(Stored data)
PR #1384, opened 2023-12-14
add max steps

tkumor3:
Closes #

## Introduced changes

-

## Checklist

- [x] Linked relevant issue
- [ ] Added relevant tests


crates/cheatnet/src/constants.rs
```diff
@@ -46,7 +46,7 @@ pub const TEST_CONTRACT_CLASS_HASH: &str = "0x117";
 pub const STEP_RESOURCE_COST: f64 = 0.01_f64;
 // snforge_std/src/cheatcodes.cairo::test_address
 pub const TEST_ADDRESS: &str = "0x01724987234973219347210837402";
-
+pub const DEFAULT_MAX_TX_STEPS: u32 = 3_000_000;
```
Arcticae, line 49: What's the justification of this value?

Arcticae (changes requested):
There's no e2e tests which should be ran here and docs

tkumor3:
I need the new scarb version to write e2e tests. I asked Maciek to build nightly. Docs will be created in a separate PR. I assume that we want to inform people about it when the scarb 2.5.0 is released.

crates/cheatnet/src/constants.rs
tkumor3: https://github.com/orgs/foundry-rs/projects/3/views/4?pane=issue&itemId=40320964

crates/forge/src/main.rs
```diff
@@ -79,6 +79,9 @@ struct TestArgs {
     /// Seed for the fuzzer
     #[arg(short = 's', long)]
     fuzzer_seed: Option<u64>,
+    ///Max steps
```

What this task involves:
Going through the data above, return each line with the word "relevant".

Expected output:
- [x] Linked relevant issue
- [ ] Added relevant tests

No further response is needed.